Investment Ideas-April 2016
• Equity markets continue to be volatile for quite some time. Investors who have investment horizons greater than 5 years should use such times to increase their equity allocation. Actually, regular investments in equity mutual funds (SIP’s or STP’s) are the best way to benefit from market volatility. Do not get disturbed and postpone equity investments by focussing on your current equity portfolio values. Bad times in any asset class are good times to invest in that asset class.
• Debt or fixed income mutual funds are excellent tax efficient investment options for Residents compared to Fixed Deposits. NRI’s could use this to invest their NRO funds as they are quite tax efficient than NRO deposits. Also, returning NRI’s could plan investments in such schemes 3-5 years before their actual return to reduce their taxation post becoming a Resident. Returns of these schemes could be slightly better than FD but the clincher is tax efficiency.

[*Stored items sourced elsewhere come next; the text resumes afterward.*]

PR #6, opened 2018-05-09
Initial overlay

ashcrow:
Place to build on for generating RPMs for each upstream repo that we then layer into the compose.


overlay.yml
```diff
@@ -0,0 +1,24 @@
...
+distgit:
+  prefix: fedorapkgs
+  branch: master
+  
+root:
+  mock: fedora-28-$arch
+
+components:
+  - src: github:projectatomic/docker
+    branch: docker-1.13.1-rhel
```
miabbott: @ashcrow, @peterbaouoft and myself tested this overlay file and it looks like we need to override the version here with `override-version: "1.13.1"`

ashcrow: Updated

overlay.yml
```diff
@@ -0,0 +1,25 @@
+aliases: 
+  - name: github
+    url: https://github.com/
+
+  - name: fedorapkgs
```
peterbaouoft: Minor: seems like if we plan to build all rpms from git repos, we don't need the fedorapkgs(as we are not fetching from it)? I happened to not include the cert and it passes. Only a minor tho :).

ashcrow: The fedorapkgs is used by the distgit section but you're correct that if we had spec files in each repo we wouldn't need it.

ashcrow:
Can someone else lgtm?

• Residents and NRI’s (for their Indian income) should use the benefits of Sec 80C to reduce taxable income. Investments here should also take care of other financial goals. Our suggestion has been to invest monthly in tax saving mutual funds (ELSS). These not only give market linked returns over longer term but the gains and dividends are tax exempt. Regular investments reduce the risk of market timing and give inflation beating returns. Start investing right now.
• Investors can avoid investments in NPS to reduce taxable income or otherwise. Even after taking immediate tax benefits, the long returns of the product would be lower than a simple equity mutual fund. It would be better to pay tax and stay invested in a good equity mutual fund. The maturity proceeds of NPS are also quite complicated as on date.
• Interest rates (FD’s, PPF and Postal Savings) are on their way down. Do not increase the risk profile of your portfolio just to earn better returns. Have a proper asset allocation plan which takes care of safety, liquidity, returns and taxation. Stay away from any guaranteed/assured not regulated schemes. This might be a fraud.
• Investments for long term goals (like retirement, children’s education and marriage) should be done through equity linked instruments like equity mutual funds. These would be volatile in the short term but give inflation beating returns in longer term. Regular SIP’s are the best way to fund these goals. Review them as the goals are approaching near. Fixed income instruments like PPF, Sukanya Samruddhi Scheme, RD etc would never be able to beat returns given by equity funds over longer time frame.
• Retired investors should also have allocation to equity mutual funds of about 25% of their entire wealth. This would help them to give inflation beating returns besides tax efficiency. Fixed Deposits could be swapped with debt mutual funds for reducing taxable income. Drawing money (SWP) from debt or a hybrid mutual fund is an excellent tax efficient strategy to earn monthly income.
• Real Estate would continue to disappoint for some more time. However, this phase would give opportunities for people to buy real estate for actual use. Bargain hard for discounts on completed projects. Also, do not jump into buying property just because the interest rates are lower. Do not have more than 50% allocation to Real Estate (excluding self occupied house) any time.
• Avoid investment linked insurance schemes for funding any goals (tax saving, children’s saving, retirement etc) as these are non transparent, expensive and yield low returns. If you have already done this mistake then review and restructure at the earliest.
• Have a comprehensive medical insurance plan to take care of medical expenses. Also, have a pure term insurance plan if you believe you have large responsibilities and liabilities. Review them regularly.
• Do not fall prey to calls from fraudsters asking you to share your important details (password etc) or making you buy insurance with easy bonus. There is nothing called easy money.
• Avoid trading in direct equity and derivatives. These are for professionals and full timers. Else, wealth would get transferred from you to the brokers. Concentrate on your profession (for higher returns) and family (for peace and happiness) instead. Do not search for excitement in your financial portfolio.
• Be tax compliant and use the provisions of tax laws to reduce taxable income. Invest in a good and reliable tax consultant. Use their skills for reducing taxes and not for wealth building and financial planning.
• There is no point in accumulating wealth without a proper goal. Retire early whenever the portfolio is enough to take care of all important financial goals. Do not plan too much for nominees.
• Give lot of importance to estate planning. Have proper nominations in place and draft a will, if possible, to avoid future family conflict.
• Always consult a financial planner (one who is certified and registered with the regulator) for professional guidance and see to it that his/her commercial interests are in alignment with your financial plans. The quality of advice received from a professional would have a large impact on your overall portfolio. There is nothing called free advice.
1. Mutual Fund investments are subject to market risks. Kindly read the scheme information documents before investing.
2. It is very important to consult a professional planner while implementing any of the above ideas.
3. The above are mere suggestions and not Investment Advice as individual cases might differ.